对话

• 输入：一个最多包含 n 个正整数的文件，每个数都小于 n，其中 n = $10^7$。没有重复数字。
• 输出：升序排序的列表。
• 约束：1 MB 内存空间，磁盘空间充足，运行时间 10s 以内。

实现概要

1. 将所有位置置为 0。
2. 依次读入整数，在对应的位置上置为 1。
3. 检验每一位，如果等于 1，就输出对应的整数。

习题

1. If memory were not scarce, how would you implement a sort in a language with libraries for representing and sorting sets?

set 集合容器实现了红黑树的平衡二叉检索树的数据结构，它会自动调整二叉树的排列，把元素放到适当的位置。set 容器所包含的元素的值是唯一的，集合中的元素按一定的顺序排列。

2. How would you implement bit vectors using bitwise logical operations (such as and, or and shift)?

3. Run-time efficiency was an important part of the design goal, and the resulting program was efficient enough. Implement the bitmap sort on your system and measure its run time; how does it compare to the system sort and to the sorts in Problem 1? Assume that n is 10,000,000, and that the input file contains 1,000,000 integers.

bitmapsortset

4. If you take Problem 3 seriously, you will face the problem of generating k integers less than n without duplicates. The simplest approach uses the first c positive integers. This extreme data set won’t alter the run time of the bitmap method by much, but it might skew the run time of a system sort. How could you generate a file of k unique random integers between 0 and n-1 in random order? Strive for a short program that is also efficient.

5. The programmer said that he had about a megabyte of free storage, but the code we sketched uses 1.25 megabytes. He was able to scrounge the extra space without much trouble. If the megabyte had been a hard and fast boundary, what would you have recommended? What is the run time of your algorithm?

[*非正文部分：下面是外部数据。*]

PR #349, opened 2022-03-23
feat: create issues when the release is failing

JonasSchubert:
- adapted from [github](https://github.com/semantic-release/github)

### DIFF
--- a/lib/fail.js
+++ b/lib/fail.js
@@ -1,0 +1,60 @@
+const {template} = require('lodash');
+const urlJoin = require('url-join');
+const got = require('got');
+const debug = require('debug')('semantic-release:gitlab');
+const resolveConfig = require('./resolve-config');
+const getRepoId = require('./get-repo-id');
+const getFailComment = require('./get-fail-comment');
+
+module.exports = async (pluginConfig, context) => {
+  const {
+    options: {repositoryUrl},
+    branch,
+    errors,
+    logger,
+  } = context;
+  const {gitlabToken, gitlabUrl, gitlabApiUrl, failComment, failTitle, labels, assignee} = resolveConfig(
+    pluginConfig,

1. 可以考虑分成两类，分别是以 0 和 1 开头的电话号码，这样的话可以将内存需求降低到 100 万字节。
2. 将所有数字分成两组，每组 500 万字节，排序完然后进行归并排序。

6. What would you recommend to the programmer if, instead of saying that each integer could appear at most once, he told you that each integer could appear at most ten times? How would your solution change as a function of the amount of available storage?

7. [R. Weil] The program as sketched has several flaws. The first is that it assumes that no integer appears twice in the input. What happens if one does show up more than once? How could the program be modified to call an error function in that case? What happens when an input integer is less than zero or greater than or equal to n? What if an input is not numeric? What should a program do under those circumstances? What other sanity checks could the program incorporate? Describe small data sets that test the program, including its proper handling of these and other ill-behaved cases.

8. When the programmer faced the problem, all toll-free phone numbers in the United States had the 800 area code. Toll-free codes now include 800, 877 and 888, and the list is growing. How would you sort all of the toll-free numbers using only a megabyte? How can you store a set of toll-free numbers to allow very rapid lookup to determine whether a given toll-free number is available or already taken?

9. One problem with trading more space to use less time is that initializing the space can itself take a great deal of time. Show how to circumvent this problem by designing a technique to initialize an entry of a vector to zero the first time it is accessed. Your scheme should use constant time for initialization and for each vector access, and use extra space proportional to the size of the vector. Because this method reduces initialization time by using even more space, it should be considered only when space is cheap, time is dear and the vector is sparse.

10. Before the days of low-cost overnight deliveries, a store allowed customers to order items over the telephone, which they picked up a few days later. The store’s database used the customer’s telephone number as the primary key for retrieval (customers know their phone numbers and the keys are close to unique). How would you organize the store’s database to allow orders to be inserted and retrieved efficiently?

11. In the early 1980’s Lockheed engineers transmitted daily a dozen drawings from a Computer Aided Design (CAD) system in their Sunnyvale, California, plant to a test station in Santa Cruz. Although the facilities were just 25 miles apart, an automobile courier service took over an hour (due to traffic jams and mountain roads) and cost a hundred dollars per day. Propose alternative data transmission schemes and estimate their cost.

12. Pioneers of human space flight soon realized the need for writing implements that work well in the extreme environment of space. A popular urban legend asserts that the United States National Aeronautics and Space Administration (NASA) solved the problem with a million dollars of research to develop a special pen. According to the legend, how did the Soviets solve the same problem?